Wenn sie doch eingetragen sind, sind in vielen Fällen die Angaben zu Kunden völlig unzureichend, wie etwa bei White & Case.  Immerhin, das gemeinsame Sekretariat von Kommission und Parlament betrachtet dies eindeutig als einen Regelverstoß und hat deshalb bereits zwei Kanzleien aus dem Register entfernt, unter anderem White & Case. Die Angestellten der Kanzlei dürfen nun keine Dauerzugangspässe für das Parlamentsgebäude mehr besitzen.  Dass es mit dem neuen Register nun einen solchen Sanktionsmechanismus gibt, ist ein echter Fortschritt. Jedoch lässt sich auch ohne Parlamentsausweis hervorragend Lobbyarbeit in Brüssel betreiben.

Daten nach wie vor fehlerhaft und unvollständig

Auch was die versprochenen umfassenden und zuverlässigen Daten betrifft, ist das Register bisher eine Enttäuschung. Zwar wurden einige Skurrilitäten wie etwa das Lobbybudget in Höhe von 35 Millionen Euro des US-Unternehmens Panavision inzwischen bereinigt. Dieses Budget hatte den amerikanischen Kameraausstatter ohne Lobbyniederlassung in Brüssel flugs zum Unternehmen mit den höchsten Lobbyausgaben gemacht. Das war wohl eher ein Versehen. Aber es gibt zahlreiche weitere Beispiele für unzureichende Daten. Dazu gehören die fehlenden Nennungen von Kunden durch Anwaltskanzleien und auch Lobbyagenturen, keine Angaben, auf welchen Themengebieten Lobbyarbeit betrieben wird, oder die Angabe offensichtlich zu geringer Lobbyausgaben. Ein Beispiel, über das sich CEO im September 2012 beim Sekretariat beschwert hat, ist „EuropaBio„. Diese einflussreiche Lobbyplattform schätzte bei einem Gesamtbudget von 1,3 Millionen Euro ihre Lobbykosten auf weniger als 50.000 Euro. Infolge der  Beschwerde hat EuropaBio ihre Kosten für Lobbyarbeit nun immerhin auf 200.000 bis 250.000 Euro erhöht.

Dalli-Skandal zeigt, dass das Register bisher nicht ernst genommen wird

Der Skandal um den ehemaligen Gesundheitskommissar John Dalli zeigt,  dass ein Register, in dem sich viele relevante Akteure gar nicht wiederfinden, nutzlos ist. Und es zeigt, wie wenig ein Register seinen Zweck erfüllt, wenn die Kommissare es nicht ernst nehmen und sich trotzdem unbeschwert mit nicht registrierten Lobbyisten treffen. Dies haben wir in der Vergangenheit nicht nur bei Dalli beobachtet. Für nächsten Sommer ist eine größere Überprüfung des Registers geplant, die auch die Frage berücksichtigen soll, ob der freiwillige Ansatz der richtige ist.

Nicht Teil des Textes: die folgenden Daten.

PR #2696, opened 2018-09-01
Fixed MCP23017 initializacion issue with inverse logic

gneluka:
Fixed the inverse logic initialization issue with MCP23017


gizmocuz:
Thanks!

LobbyControl wird gemeinsam mit dem europäischen Netzwerk ALTER-EU alles daran setzen, Kommission und Öffentlichkeit davon zu überzeugen, dass das Register einen wirklichen Nutzen nur dann erbringt, wenn es verpflichtend ausgestaltet und mit ernstzunehmenden Sanktionen versehen wird.